-- Problem to solve --
Transcribe exactly, and only, the lines from the one containing "-20,7 +20,7 @@" through the last line of the data.

-*-

PR #1343, opened 2023-08-10
Add a `.rfc` utility command

### LINKED ISSUE #1342: Add a `.rfc` command
## Description

Add a `.rfc` command with an RFC ID parameter that would respond with some information regarding the relevant RFC.

## Reasoning

This command would be useful in a situation where a relevant RFC would help contribute to the current conversation.

## Proposed Implementation

A possible implementation of this would get the plaintext representation of the RFC, from `https://www.rfc-editor.org/rfc/rfc{id}.txt`, and some basic information about the RFC, such as the category, name, and first few sentences of the linked RFC. An example implementation of this is shown in the below picture.
Screenshot 2023-08-07 at 12 43 57

SomeHybrid:
## Relevant Issues

#1342 

Closes #1342 

## Description

Added a `.rfc` utility command by using the JSON interface for RFCs at `https://datatracker.ietf.org/doc/rfc{id}/doc.json`, where `{id}` is a placeholder for the RFC ID.

## Did you:

### DIFF
--- a/bot/exts/utilities/rfc.py
+++ b/bot/exts/utilities/rfc.py
@@ -1,0 +1,65 @@
+import logging
+import datetime
+
+from discord.ext import commands
+from discord import Embed
+
+from bot.bot import Bot
+from bot.constants import Colours
+
+logger = logging.getLogger(__name__)
+
+BASE_URL = "https://datatracker.ietf.org/doc/rfc{query}/doc.json"
+
+
+class Rfc(commands.Cog):
+    """Retrieve RFCs from their ID."""
+
+    def __init__(self, bot: Bot):
+        self.bot = bot
+
+    @commands.cooldown(1, 10, commands.BucketType.user)
+    @commands.command()
+    async def rfc(self, ctx: commands.Context, query: int) -> None:
+        """Sends the corresponding RFC with the given ID."""
+        async with self.bot.http_session.get(BASE_URL.format(query=query)) as resp:
+            if resp.status != 200:
+                error = Embed(
+                    title="RFC not found",
+                    description=f"RFC {query} was not found.",
+                    colour=Colours.soft_red,
+                )
+
+                await ctx.send(embed=error)
+                return
+
+            data = await resp.json()
+
+            description = (
+                data["abstract"]
+                or f"[Link](https://datatracker.ietf.org/doc/rfc{query})"
+            )
+            title = data["title"]
+
+            embed = Embed(
+                title=f"RFC {query} - {title}",
+                description=description,
+                colour=Colours.gold,
+            )
+
+            embed.add_field(
+                name="Current Revision",
+                value=data["rev"] or len(data["rev_history"]),
+            )
+
+            created = data["rev_history"][0]["published"]
+            created = datetime.datetime.strptime(created, "%Y-%m-%dT%H:%M:%S%z")
+
+            embed.add_field(name="Created", value=created.strftime("%Y-%m-%d"))
+
+            await ctx.send(embed=embed)
+
+
+async def setup(bot: Bot):
+    """Load the Rfc cog."""
+    await bot.add_cog(Rfc(bot))
--- a/bot/exts/utilities/rfc.py
+++ b/bot/exts/utilities/rfc.py
@@ -1,6 +1,7 @@
 import datetime
 import logging
 
+import pydantic
 from discord import Embed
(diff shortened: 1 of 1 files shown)


bot/exts/utilities/rfc.py
```diff
@@ -0,0 +1,65 @@
...
+from bot.bot import Bot
+from bot.constants import Colours
+
+logger = logging.getLogger(__name__)
+
+BASE_URL = "https://datatracker.ietf.org/doc/rfc{query}/doc.json"
+
+
+class Rfc(commands.Cog):
+    """Retrieve RFCs from their ID."""
```
shtlrs, line 16:
```suggestion
    """Retrieves RFCs by their ID."""
```

bot/exts/utilities/rfc.py
```diff
@@ -0,0 +1,65 @@
...
+
+    def __init__(self, bot: Bot):
+        self.bot = bot
+
+    @commands.cooldown(1, 10, commands.BucketType.user)
+    @commands.command()
+    async def rfc(self, ctx: commands.Context, query: int) -> None:
```
shtlrs, line 23:
```suggestion
    async def rfc(self, ctx: commands.Context, rfc_id: int) -> None:
```
This will keep it more explicit, instead of guessing what a query is, or reading down to understand that a query is the id of an rfc

The API offers to search by document name, rfc id, etc, but we're only allowing search by id (maybe it could be a good idea to search by name ?), that's why I made the suggestion.

bot/exts/utilities/rfc.py
```diff
@@ -0,0 +1,65 @@
...
+
+            data = await resp.json()
+
+            description = (
+                data["abstract"]
+                or f"[Link](https://datatracker.ietf.org/doc/rfc{query})"
+            )
+            title = data["title"]
+
+            embed = Embed(
```
shtlrs, line 44: You could factor this out into its own method (that remains private to the cog) which does the formatting of the data.

shtlrs (changes requested):
I didn't test this yet, I wast just passing by :P

It looks good overall, thanks.

It would be better to cache the data of an RFC into a dict, so that people who make the same request again would hit the cache instead of sending out the request.

You could make a simple pydantic model if you'd like to give your needed data a better structure, but it's not necessary.

SomeHybrid:
> It would be better to cache the data of an RFC into a dict, so that people who make the same request again would hit the cache instead of sending out the request.
> 
> You could make a simple pydantic model if you'd like to give your needed data a better structure, but it's not necessary.

Should the cache just store everything until the bot restarts, or have a mechanism of "flushing" the queue?

shtlrs:
I'd say just store in memory until the bot restarts as I don't think this command will have a high throughput. 

It's better that we only store the data we need instead of the entire response's body, which is why I suggested grouping them in a pydantic model.

Adding some logs would help us collect data just in case.

SomeHybrid:
> Adding some logs would help us collect data just in case.

Should the logs be sent every time a new item is added to the cache? or when it hits a certain point?

shtlrs:
I'd say just when fetching an RFC.

So something like

```py

log.info(''Fetching RFC %s'', rfc_id)
```

This will allow us to see how much it is used. I don't think it'd matter to find out which rfcs are queried the most, and even if it would, a simple log parsing would do.

bot/exts/utilities/rfc.py
```diff
@@ -0,0 +1,102 @@
...
+            return self.cache[rfc_id]
+
+        async with self.bot.http_session.get(BASE_URL.format(rfc_id=rfc_id)) as resp:
+            if resp.status != 200:
+                return None
+
+            data = await resp.json()
+
+        description = (
+            data["abstract"] or f"[Link](https://datatracker.ietf.org/doc/rfc{rfc_id})"
```
wookie184, line 44: I think we should link to the rfc even if the abstract is included, in case someone wants to read further.

wookie184 (changes requested):
This looks great, I have one suggestion.

SomeHybrid:
Demo screenshot here :)
Screenshot 2023-08-18 at 20 51 40

wookie184 (changes requested):

wookie184 (approved):
Looks good, thanks!

shtlrs (approved):
Looks good & works well, thank you !

PR #1427, opened 2024-01-09
Correctly type revisions as an int

ChrisLovering:
Solves #1426 Soves SIR-LANCEBOT-BA

This was causing a pydantic validation error, was it was being passed a string.

The only place this is used internaly casts it to a string anyway, so no further changes were needed.

## Did you:

- [ ] Join the [**Python Discord Community**](https://discord.gg/python)?
- [ ] Read all the comments in this template?
- [ ] Ensure there is an issue open, or link relevant discord discussions?
- [ ] Read and agree to the [contributing guidelines](https://pythondiscord.com/pages/contributing/contributing-guidelines/)?

### DIFF
--- a/bot/exts/utilities/rfc.py
+++ b/bot/exts/utilities/rfc.py
@@ -20,7 +20,7 @@ class RfcDocument(pydantic.BaseModel):
 
     title: str
     description: str
-    revisions: str
+    revisions: int
     created: datetime.datetime
 
 


shtlrs (approved):

hedyhli (approved):
I thought it would send an error embed on occasions like this rather than no output at all... I probably misremembered.

PR #1444, opened 2024-02-01
Use paginator from botcore

shtlrs:
The `LinePaginator` has been migrated to `pydis_core`

The changes here are simply to reuse the paginator from the core lib.


hedyhli (approved):
Wasn't able to test `ImagePaginator`, but otherwise LGTM 👍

-*-

-- Exercise solution --
@@ -20,7 +20,7 @@ class RfcDocument(pydantic.BaseModel):
 
     title: str
     description: str
-    revisions: str
+    revisions: int
     created: datetime.datetime
 
 


shtlrs (approved):

hedyhli (approved):
I thought it would send an error embed on occasions like this rather than no output at all... I probably misremembered.

PR #1444, opened 2024-02-01
Use paginator from botcore

shtlrs:
The `LinePaginator` has been migrated to `pydis_core`

The changes here are simply to reuse the paginator from the core lib.


hedyhli (approved):
Wasn't able to test `ImagePaginator`, but otherwise LGTM 👍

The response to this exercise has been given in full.